**Data excerpts**
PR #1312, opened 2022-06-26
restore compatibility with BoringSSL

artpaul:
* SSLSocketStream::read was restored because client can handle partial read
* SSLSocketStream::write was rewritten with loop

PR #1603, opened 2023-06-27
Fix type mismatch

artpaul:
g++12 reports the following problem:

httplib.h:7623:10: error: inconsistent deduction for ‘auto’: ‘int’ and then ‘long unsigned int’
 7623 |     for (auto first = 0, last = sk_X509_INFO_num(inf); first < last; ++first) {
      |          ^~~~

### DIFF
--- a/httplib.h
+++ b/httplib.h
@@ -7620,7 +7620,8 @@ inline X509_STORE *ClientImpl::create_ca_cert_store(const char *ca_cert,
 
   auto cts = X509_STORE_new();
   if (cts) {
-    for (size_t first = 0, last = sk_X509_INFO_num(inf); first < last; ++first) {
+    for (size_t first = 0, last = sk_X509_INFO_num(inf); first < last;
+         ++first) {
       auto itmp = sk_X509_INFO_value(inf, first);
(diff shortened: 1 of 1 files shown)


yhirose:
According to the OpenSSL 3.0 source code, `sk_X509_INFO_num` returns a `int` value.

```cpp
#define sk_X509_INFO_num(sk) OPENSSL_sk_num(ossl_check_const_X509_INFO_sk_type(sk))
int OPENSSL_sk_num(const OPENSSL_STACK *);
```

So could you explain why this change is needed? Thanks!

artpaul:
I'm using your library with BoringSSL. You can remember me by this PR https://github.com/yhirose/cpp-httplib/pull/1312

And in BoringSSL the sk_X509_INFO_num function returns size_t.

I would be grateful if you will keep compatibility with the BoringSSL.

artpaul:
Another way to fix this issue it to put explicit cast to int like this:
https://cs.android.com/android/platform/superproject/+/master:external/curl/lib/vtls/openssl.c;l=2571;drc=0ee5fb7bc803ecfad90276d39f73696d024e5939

---

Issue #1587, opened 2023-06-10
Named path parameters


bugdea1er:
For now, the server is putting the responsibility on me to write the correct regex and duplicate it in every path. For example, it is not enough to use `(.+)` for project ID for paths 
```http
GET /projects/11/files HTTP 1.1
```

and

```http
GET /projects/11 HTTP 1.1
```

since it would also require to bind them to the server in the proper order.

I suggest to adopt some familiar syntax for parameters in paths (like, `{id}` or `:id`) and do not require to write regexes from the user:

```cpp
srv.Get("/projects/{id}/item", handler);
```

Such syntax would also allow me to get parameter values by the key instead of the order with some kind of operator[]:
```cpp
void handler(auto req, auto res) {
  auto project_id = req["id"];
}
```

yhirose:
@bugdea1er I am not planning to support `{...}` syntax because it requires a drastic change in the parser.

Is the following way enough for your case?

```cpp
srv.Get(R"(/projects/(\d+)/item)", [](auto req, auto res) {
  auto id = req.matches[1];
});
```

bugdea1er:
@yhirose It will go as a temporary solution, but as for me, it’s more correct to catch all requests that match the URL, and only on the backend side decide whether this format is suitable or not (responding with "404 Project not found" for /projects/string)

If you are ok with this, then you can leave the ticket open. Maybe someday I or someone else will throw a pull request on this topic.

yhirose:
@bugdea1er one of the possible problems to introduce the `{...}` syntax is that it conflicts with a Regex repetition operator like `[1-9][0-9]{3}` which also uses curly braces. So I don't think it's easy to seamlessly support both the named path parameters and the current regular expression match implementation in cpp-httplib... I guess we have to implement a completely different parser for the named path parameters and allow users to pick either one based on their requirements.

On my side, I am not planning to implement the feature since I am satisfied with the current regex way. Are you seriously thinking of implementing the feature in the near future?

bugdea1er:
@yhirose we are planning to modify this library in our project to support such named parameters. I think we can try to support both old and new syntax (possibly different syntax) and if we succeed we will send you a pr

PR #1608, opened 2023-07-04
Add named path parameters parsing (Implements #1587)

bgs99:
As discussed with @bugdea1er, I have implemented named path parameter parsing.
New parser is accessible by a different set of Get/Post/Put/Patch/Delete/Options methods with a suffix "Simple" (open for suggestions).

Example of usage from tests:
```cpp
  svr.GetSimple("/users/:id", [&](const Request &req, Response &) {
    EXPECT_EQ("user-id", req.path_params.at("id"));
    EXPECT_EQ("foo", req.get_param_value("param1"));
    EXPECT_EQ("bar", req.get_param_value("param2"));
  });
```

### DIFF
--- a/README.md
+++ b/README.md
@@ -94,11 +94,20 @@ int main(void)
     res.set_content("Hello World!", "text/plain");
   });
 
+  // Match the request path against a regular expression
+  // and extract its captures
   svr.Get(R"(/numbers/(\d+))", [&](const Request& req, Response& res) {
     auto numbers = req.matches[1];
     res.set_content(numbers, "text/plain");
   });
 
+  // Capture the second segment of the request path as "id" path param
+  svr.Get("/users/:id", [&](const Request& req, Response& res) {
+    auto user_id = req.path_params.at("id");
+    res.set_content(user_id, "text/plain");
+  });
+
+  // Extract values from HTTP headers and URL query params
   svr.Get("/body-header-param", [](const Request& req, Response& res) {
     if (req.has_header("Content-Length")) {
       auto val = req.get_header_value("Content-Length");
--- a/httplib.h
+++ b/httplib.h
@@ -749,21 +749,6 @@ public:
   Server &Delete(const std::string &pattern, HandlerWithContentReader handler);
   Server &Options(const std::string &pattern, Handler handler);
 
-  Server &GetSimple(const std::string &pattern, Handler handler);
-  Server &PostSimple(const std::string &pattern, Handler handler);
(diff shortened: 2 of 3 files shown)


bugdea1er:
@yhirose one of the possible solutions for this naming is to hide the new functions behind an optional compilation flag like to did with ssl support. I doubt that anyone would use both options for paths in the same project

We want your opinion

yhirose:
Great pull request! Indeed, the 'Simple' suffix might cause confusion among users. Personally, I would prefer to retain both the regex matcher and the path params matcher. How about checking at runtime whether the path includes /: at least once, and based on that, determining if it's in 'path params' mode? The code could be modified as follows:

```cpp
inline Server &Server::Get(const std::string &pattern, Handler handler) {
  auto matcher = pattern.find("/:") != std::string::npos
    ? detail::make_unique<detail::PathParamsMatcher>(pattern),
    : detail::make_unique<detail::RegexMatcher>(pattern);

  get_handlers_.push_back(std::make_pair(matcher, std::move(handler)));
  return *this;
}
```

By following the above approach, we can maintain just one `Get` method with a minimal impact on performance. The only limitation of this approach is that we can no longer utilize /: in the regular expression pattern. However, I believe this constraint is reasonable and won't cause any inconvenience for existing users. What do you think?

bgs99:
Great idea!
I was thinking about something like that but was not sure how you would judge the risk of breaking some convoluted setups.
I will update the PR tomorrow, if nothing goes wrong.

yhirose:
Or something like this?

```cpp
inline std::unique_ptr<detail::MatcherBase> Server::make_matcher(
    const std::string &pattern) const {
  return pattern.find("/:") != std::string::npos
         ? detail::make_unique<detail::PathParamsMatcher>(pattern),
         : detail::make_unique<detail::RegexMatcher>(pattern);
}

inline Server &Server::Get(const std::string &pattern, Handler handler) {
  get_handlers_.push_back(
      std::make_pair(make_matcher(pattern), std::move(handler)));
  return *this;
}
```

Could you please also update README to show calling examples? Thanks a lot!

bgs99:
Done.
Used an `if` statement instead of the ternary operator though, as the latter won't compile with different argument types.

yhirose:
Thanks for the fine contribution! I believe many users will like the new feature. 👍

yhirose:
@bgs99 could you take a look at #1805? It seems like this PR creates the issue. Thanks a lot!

**Instructions for the task**
Pull every line containing the word "write" out of the listing.

**Problem solution**
* SSLSocketStream::write was rewritten with loop
For now, the server is putting the responsibility on me to write the correct regex and duplicate it in every path. For example, it is not enough to use `(.+)` for project ID for paths 
I suggest to adopt some familiar syntax for parameters in paths (like, `{id}` or `:id`) and do not require to write regexes from the user:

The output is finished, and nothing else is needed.